Not having heard the City of Birmingham Choir for some time I was pleasantly surprised to re-encounter such a wonderful homogeneity of tone from all four vocal sections, and the lightness of touch with which this huge corpus delivers (despite some heads firmly ensconced in their scores).

These qualities were particularly invaluable in the large amount of unison writing required in the imaginative programme conductor Adrian Lucas had devised, involving folksong settings as an everlasting counterpoint to the carnage of the First World War. The rhythms of the seasons go on, while horror recedes into history.

John Rutter's The Sprig of Thyme is a delightful sequence of folksong, and here the CBC ladies sounded youthfully fresh, the men sturdy and game, and the remarkable little Westminster Chamber Orchestra conveyed all the filmic glamour of Rutter's evocative scoring.

And Cecilia McDowall's A Fancy of Folk Songs brought a contemporary take on these timeless aspects of our heritage. Men whistling added cheerful punctuations to "Green Bushes", and the concluding "O No John!" was deliciously perky and jolly. Harpist Fontane Liang accompanied with an aplomb which made us wish to hear her in Britten's Ceremony of Carols.

Vaughan Williams' Six Studies in English Folk Song for cor anglais and strings proved a rambling, nondescript addition to proceedings, before we moved on to acknowledgement of the Great War in Harold Darke's As the Leaves Fall.

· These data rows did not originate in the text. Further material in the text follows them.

PR #488, opened 2021-02-14
Implement InvalidParameterException and ConflictException

AricStewart:


api/src/Controller/Announcement/PostAnnouncement.php
```diff
@@ -124,14 +125,10 @@ public function buildResource(Request $request, Response $response, $args): arra
 
         $body = $request->getParsedBody();
         if (!array_key_exists('Scope', $body)) {
-            return [
-            \App\Controller\BaseController::RESULT_TYPE,
-            $this->errorResponse($request, $response, 'Required \'Scope\' parameter not present', 'Missing Parameter', 400)];
+            throw new InvalidParameterException('Required \'Scope\' parameter not present');
```
mshappe, line 128: I'm going to include some "DRY thoughts" in my commentary to this PR, which do not need to be acted on right now, but would be good to think about for another pass.

DRY thought:
```php
$mandatory_keys = ['Scope', 'Text'];
foreach ($mandatory_keys as $key) {
  if (!array_key_exists($key, $body)) {
    throw  new InvalidParameterException(...)
  }
}
```

And then, as a further refinement, factor that up to the base class as `validateMandatoryParams`, so the invocation here becomes
```php
$this->validateMandatoryParams(['Scope', 'Text']);
```

api/src/Controller/BaseController.php
```diff
@@ -99,6 +111,16 @@ public function __invoke(Request $request, Response $response, $args)
             BaseController::RESULT_TYPE,
             $this->errorResponse($request, $response, $e->getMessage(), 'Permission Denied', 403)
             ];
+        } catch (InvalidParameterException $e) {
```
mshappe, line 114: DRY thought:

```php
$CODE_MESSAGES = [ 403 => 'Permission denied', 404 => `'Not Found' ]; /* etc */

$code = 200;
try {
  something();
} catch (foo e) {
  $code = 404;
} catch (bar e) {
  $code = 403
} finally {
  if ($code >= 400) {
    $result = [
    BaseController::RESULT_TYPE,
    $this->errorResponse(blah, blah, $CODE_MESSAGES[$code], $code);
    ];
  }
}
```

mshappe (approved):

PR #491, opened 2021-02-15
Aric/testing

AricStewart:


api/tests/announcement_test.py
```diff
@@ -0,0 +1,228 @@
...
+    """ Getting the announcments as a privilaged user """
+
+    target = add_announcement()
+
+    response = requests.get(SERVER+"/api/department/1/announcements",
+                   headers={'Authorization': 'Bearer '+ADMIN_ACCESS},
+                   data={})
+    assert_status_code(response, 200)
+    data = response.json()
+    assert 'data' in data
```
mshappe, line 66: The more usual way to test that a response body has been fulfilled is to map them both to hashes/dictionaries and compare those, using whatever comparison operations the language provides.

So, you'd say something like:
```python
expected_foo = {
  bar: 'baz',
  quux: 'quuux',
  zorch: {
    spaz: 'squid'
  }
}

response = requests.get(...)
data = response.json()

# whatever you do to compare hashes in Python goes here
```

mshappe (commented):
Before we go much further, we should decide if we really want to do this in Python or not. I know we agreed it was OK, but the Codeception test framework I linked yesterday looks pretty solid, and is worth considering.

Also, see my comment about drying up the response-body assertions.

api/tests/announcement_test.py
AricStewart: I agree the long list of asserts sucks and a better way to frame it would be welcome.

Some web searching says that this can be messy, because json can be reordered, and if I am reading this correctly we could get into trouble with that (https://stackoverflow.com/questions/25851183/how-to-compare-two-json-objects-with-the-same-elements-in-a-different-order-equa)

Secondly there are fields we do not care about and do not want to compare, date fields spring to mind. So we would have to handle those fields.   It just makes the == a much harder operation than would be hoped. 

Unless you know magic to fix that. :)

AricStewart:
> Before we go much further, we should decide if we really want to do this in Python or not. I know we agreed it was OK, but the Codeception test framework I linked yesterday looks pretty solid, and is worth considering.

Ok we should talk since I thought pytest was the way to go and I spent the morning learning that. :) I am personally not very much a fan of frameworks unless you can argue just what benefit we get out of having to add their dependency to the project. 

Codeception is composer'able  so that is a benefit.  But it would mean writing our test in PHP. What benefits do you see from Codeception than pytest?

api/tests/announcement_test.py
mshappe: AFAIK, python set operators don't care about order, and dictionary comparisons of keys and values are treated as set comparisons.

```python
>>> {'bar': 'foo', 'baz': 'quux'} == {'baz': 'quux', 'bar': 'foo'}                                                      
True 
```

The same is true if you just compare keys:

```python
>>> {'bar': 'foo', 'baz': 'quux'}.keys() == {'baz': 'quux', 'bar': 'foo'}.keys()
True 
```

So the real question is, what are we testing here. If we're testing structure, we can use `keys()` to do so and still get down to not having to line-by-line compare. If it's values we care about, we should be unit testing the functions that return the values. If we simply can't do that, then we should be testing values we've inserted into the database ourselves, as the 'before' part of a test, which means we can in fact compare the dates with accuracy, because they'll be dates we just inserted explicitly.

PR #514, opened 2024-03-01
Update to StableLM code

ashishdatta:
As part of Transformers `4.38.0` https://github.com/huggingface/transformers/pull/28810

StableLM is now part of Transformers without the need for `trust_remote_code`. It is now `stablelm_epoch` -> `stablelm`

Also update config to match the latest.


awni:
Thanks! Would you mind making the change here as well: https://github.com/ml-explore/mlx-examples/blob/main/llms/mlx_lm/tuner/utils.py#L32

That should cover everything.

ashishdatta:
> Thanks! Would you mind making the change here as well: https://github.com/ml-explore/mlx-examples/blob/main/llms/mlx_lm/tuner/utils.py#L32
> 
> That should cover everything.

done in eb40948

awni (approved):
🚀

PR #516, opened 2024-03-02
Stable diffusion XL

angeloskath:
Fixes the issues of #160 and adds stable diffusion XL turbo.

Specifically, this adds ancestral Euler sampler, adds extra information in the embedding necessary for SD-XL. Additionally this PR fixes fp16 generation and loads the weights using MLX since MLX now supports safetensor files.

I am adding the mandatory generated images below:
image_generations

On the M2 Ultra it takes quite a bit less than a second to fully generate an image. It takes ~5s to fully generate 16 images. In a following PR I will add compiling which will at the very least save a bit of memory.


stable_diffusion/stable_diffusion/model_io.py
```diff
@@ -1,7 +1,8 @@
-# Copyright © 2023 Apple Inc.
+# Copyright © 2023-2024 Apple Inc.
 
 import json
 from functools import partial
+from typing import Optional
```
awni, line 5: nit: I believe the `safetensor_open` import below is now unused

stable_diffusion/stable_diffusion/model_io.py
```diff
@@ -80,8 +97,9 @@ def map_unet_weights(key, value):
 
     if len(value.shape) == 4:
         value = value.transpose(0, 2, 3, 1)
+        value = value.reshape(-1).reshape(value.shape)
```
awni, line 100: Interesting.. the intention is to make the value row contiguous. Just curious did you notice it was faster?

Not suggesting a change here.. but I wonder if there is a cleaner / more general solution to this. Probably doesn't come up often except when using convolutions..

Muhtasham:
@angeloskath have you also tried quantized versions to fit in m2 base? If so can you please upload to hf

stable_diffusion/stable_diffusion/model_io.py
angeloskath: I didn't check but it must be as it will keep being copied into a temporary just before the matmul (when conv is done with a matmul) or conv. I hate this but I don't think there is any way around knowing things about the underlying implementation.

awni:
Updated the readme to be a little more up-to-date (feel free to revise as you see fit). @angeloskath maybe we should update the benchmarks in there as well?

stable_diffusion/image2image.py
```diff
@@ -26,6 +26,7 @@
     args = parser.parse_args()
 
     sd = StableDiffusion()
+    sd.ensure_models_are_loaded()
```
awni, line 29: Just wondering, why did you add that? Is it to get better timing information?

Also just a thought, but maybe it would be simpler to have the models subclass `nn.Module` and then you can just do a regular `mx.eval` on the params / state.

stable_diffusion/stable_diffusion/unet.py
```diff
@@ -106,10 +106,11 @@ def __init__(
     def __call__(self, x, encoder_x, attn_mask, encoder_attn_mask):
         # Save the input to add to the output
         input_x = x
+        dtype = x.dtype
 
         # Perform the input norm and projection
         B, H, W, C = x.shape
-        x = self.norm(x).reshape(B, -1, C)
+        x = self.norm(x.astype(mx.float32)).astype(dtype).reshape(B, -1, C)
```
awni, line 113: Note for LN in LLMS we downcast before the affine which works fine and avoids needing to cast the weights at each iteration.  May be a little optimization to take the default compiled layernorm from MLX LM and use it her.

awni (approved):
Looks amazing. Left a few minor comments... but otherwise g2g.

Regarding the benchmarks in the README.. they are a bit out of date. It might be good to either update (or simply remove since there is no easy way to reproduce them).

angeloskath:
Thanks for the additions @awni .

Added some small on the fly quantization support (unfortunately 4 bits doesn't really work for the unet). I tested it on the 8GB macmini and it can generate 4 images at a time with no-swapping during generation and some small swapping during decoding/upsampling. Total time is 21s for generation and another ~15 for reading the model in memory and quantizing ie <10s/image from pressing the enter key.

@Muhtasham I added quantization as an option as that is simpler for now (simply pass `-q` to `txt2image.py`). I also changed it to float16 by default which makes quite a bit of difference for small machines.

I will remove the benchmarks as they don't make much sense indeed and I will also update the layer norm to use the one in `nn`.

stable_diffusion/stable_diffusion/unet.py
angeloskath: Out of curiosity, is there a reason we are not moving the shapeless compile inside `mlx.nn` ?

awni: The only reason is that it doesn't do the up casting for the reduction.

awni: I was thinking about adding it there ... if you like that more feel free / I can add it, I would be on board.

stable_diffusion/image2image.py
angeloskath: We need to fix some things in `nn.Module` I think cause deleting layers is not that straightforward anymore. Probably somewhere along the changes for state etc something made this not possible. So I 'll leave it for later.

angeloskath:
So I added some more memory oriented optimizations. There is now 0-swapping when generating on the 8GB macmini with a peak memory usage of 7GB all spent on the decoder. There may be the need to tile the decoder to reduce that but I 'll leave that for another PR.

stable_diffusion/image2image.py
awni: Sounds good to leave for later... but I didn't fully get your comment. How does `eval`ing the model params relate to deleting the layers?

PR #518, opened 2024-03-02
PC: Add support for Starcoder2

Blaizzy:
Hey @awni and @Muhtasham,

I was super excited about integrating starcoder 2 into mlx. However, while working on the mlx-langchain integration, I realized that @Muhtasham beat me to the punch and submitted a PR. Kudos to you!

As elegiac as Elgar's contemporaneous For the Fallen, and unified by a similar descending motif, this is a work written actually during the throes of the war, and performed here with a grateful response to the hall's acoustic. The solo contribution from soprano Hannah Grove needed a more defined projection.

Written soon after the Great War, during which he lost so many close to him, Gerald Finzi's Requiem da Camera is a deeply-felt if misshapen work. Its Prelude is an overlong lament for lost pastoral innocence, its subsequent setting of John Masefield's "From August, 1914" outstays its welcome, and it is only when we reach Thomas Hardy's "In Time of the Breaking of Nations", baritone William Clements noble of tone, that the music reaches out and grips, invoking the shades of centuries.

All concerned gave their all for the piece, and it was appropriate to hear it at this time of reflection. And heartening to hear this venerable choir in such good shape.